SFF director: Chinese the best offer
She was elected to the Silver Fern Farms board on a promise to keep the co-operative New Zealandowned; now Fiona Hancox is touring the country persuading farmers why Chinese company Shanghai Maling’s offer should be accepted.
‘‘Hand on heart, I feel we’ve tried to see everything. We’ve gone through a really robust process work with Goldman Sachs to find people domestically and internationally.
‘‘It’s been a huge job and this is by far the best offer,’’ Hancox said.
‘‘We’ve unanimously agreed this is the best thing for SFF and the long term wealth of our shareholders. That’s why I was voted on the board and that’s what I’ve got to. I’ve got family too and this has got to work for me and the next generations.’’
Shanghai Maling has offered to inject $261 million into SFF, in a deal that will see the Chinese company share ownership with farmers.
Shareholders vote on the deal on October 16.
Back in December 2014, Hancox said in the run-up to the SFF elections that farmers ought to ‘‘fight for control of their coop’’.
‘‘Foreign ownership would revert farmers back to being price takers,’’ the West Otago farmer said.
In expressing these sentiments, Hancox was endorsed by ginger group Meat in Excellence (MIE), which is adamant SFF should remain in New Zealand ownership.
At the time she proposed that SFF and the other major meat processing co-op Alliance Group should merge, controlling between 70-80 per cent of the red meat sector.
Former MIE chairman John McCarthy sympathises with Hancox’s situation. She is ‘‘between a rock and a hard place’’ because she has conflicting duties: a fiduciary one and a responsibility to those who voted her in.
He said the fiduciary duty was to prevent SFF from going into liquidation, which will happen as soon as the banking consortium propping the company up – consisting of HSBC, CBA, Westpac and Rabobank – calls time on their contracts.
‘‘The directors have a fiduciary responsibility ahead of that of their reform platform,’’ McCarthy said.
He said at some stage the MIEendorsed candidates would have to ask themselves if they were ‘‘conscience-bound to pull the pin’’ on their directorships.

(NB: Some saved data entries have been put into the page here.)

PR #434, opened 2026-08-31
[1/5] Tests: characterize flatten_fragments before the memory refactor

GeorgWa:
**Tests only. No production change.**

`flatten_fragments` had no unit test. Add black-box tests that pin its contract, so the refactoring that follows can be checked step by step.

All tests pass unchanged on `main`.

First of 5 stacked PRs splitting #429.

### DIFF
--- a/tests/unit/peptide/test_fragment.py
+++ b/tests/unit/peptide/test_fragment.py
@@ -1,9 +1,15 @@
 from unittest.mock import patch
 
+import numpy as np
+import pandas as pd
 import pytest
 
 from alphabase.peptide.fragment import (
+    FRAGMENT_TYPES,
+    PEAK_INTENSITY_DTYPE,
+    PEAK_MZ_DTYPE,
     filter_valid_charged_frag_types,
+    flatten_fragments,
     parse_charged_frag_type,
 )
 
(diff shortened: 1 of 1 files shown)


tests/unit/peptide/test_fragment.py
```diff
@@ -51,3 +57,271 @@ def test_filter_valid_charged_frag_types(mock_parse):
...
+    )
+
+    assert len(precursor_df) == 0
+    assert len(frag_df) == 0
+
+
+@pytest.mark.requires_numba
+def test_flatten_fragments_long_precursor():
+    """A long precursor keeps fragment numbers above 255, and the columns stay uint32."""
+    n_rows = 260  # close to the max_frag_per_peptide limit of _fill_in_indices
```
mschwoer, line 307: brittle?

tests/unit/peptide/test_fragment.py
```diff
@@ -51,3 +57,271 @@ def test_filter_valid_charged_frag_types(mock_parse):
...
+        precursor_df,
+        pd.DataFrame(mz, columns=CHARGED_FRAG_TYPES),
+        pd.DataFrame(intensity, columns=CHARGED_FRAG_TYPES),
+    )
+
+
+def _expected_keep_mask(
+    precursor_df, mz_df, intensity_df, keep_top_k_fragments, min_fragment_intensity
+):
+    """Give the keep mask over all dense slots. This does not use flatten_fragments."""
```
mschwoer, line 106: could we add a test for this?

mschwoer: seriously, could we not work with statically define input data (and data to assert against)?

such minimal data models would also help understand/debug the code better one day

GeorgWa: @mschwoer do you mean we SHOULD work with static examples or we should keep this logic?

mschwoer: we should "strongly consider"™️ it :-D

tests/unit/peptide/test_fragment.py
GeorgWa: fixed it

tests/unit/peptide/test_fragment.py
GeorgWa: changedf it to use a static fixture

tests/unit/peptide/test_fragment.py
```diff
@@ -51,3 +57,415 @@ def test_filter_valid_charged_frag_types(mock_parse):
...
+    """flatten_fragments annotates each kept slot with its dense position."""
+    # Given
+    precursor_df, mz_df, intensity_df = minimal_library
+
+    # When
+    _, frag_df = flatten_fragments(precursor_df, mz_df, intensity_df)
+
+    # Then
+    # kept slots: p0 r0 b, p0 r0 y, p0 r1 y, p1 r0 b, p1 r0 y, p1 r1 b
+    np.testing.assert_array_equal(
```
mschwoer: why not assert_frame_equal?

mschwoer (approved):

Hancox has not made up her mind about her future on either remaining on the co-op or trying for the new SFF-Shanghai Maling board.
Meantime, Otago farmer Allan Richardson, who has led a group of SFF shareholders to force a special meeting to debate a merger with Alliance, said farmers should look past the short term gains.
The special meeting will also take place on October 16, after a resolution to accept the Shanghai Maling deal. The SFF board is recommending shareholders reject the resolution to debate a merger.
Richardson said shareholders have been presented with only one option, and that the deal would be used as a launching pad to significantly reduce Alliance’s shareholding.
Former National MP and Alliance shareholder Jeff Grant foresaw two scenarios.
Alliance might benefit in the short term because farmers with strong co-op sentiment might become suppliers to Alliance.
‘‘But if the investment is approved, you will have a very strong company competing in the same market without any debt. I tend to think it could be a large risk for Alliance,’’ he said.
Grant said that in a short term tactical ploy SFF may pay a premium to farmers but ‘‘why would the new SFF in the future pay a larger premium than anyone else to see the same product on the market? In the end everyone comes back to where the market value is’’.
NZ First Primary Industries spokesman Richard Prosser said the MIE’s Newco proposal would give SFF and the rest of the cooperative meat processing industry the additional capital needed so they remain 100 per cent owned by its New Zealand farmer shareholders.
He feared New Zealand would go back to being a simple supplier of bulk commodities with unprocessed carcases being shipped to China as they were once shipped to Britain.
SFF CEO Dean Hamilton said the company would have held more than 20 meetings before the October 16 vote. The mood at the ones held so far had been positive, with large attendances and relevant questions.
Opponents of the deal showed a lack of understanding of processing and marketing.
A significant amount of meat was already processed in China into products like hamburger patties, but the high value-added products were processed in New Zealand and would continue to be so.
‘‘The Chinese don’t have a lot of confidence in their own supply chain, and Chinese-processed products don’t have value,’’ Hamilton said.
Asked if the Chinese would in the future import carcases and process high value cuts in China with a Silver Ferns label on them, Hamilton said they could not legally pass them off as being a product of New Zealand.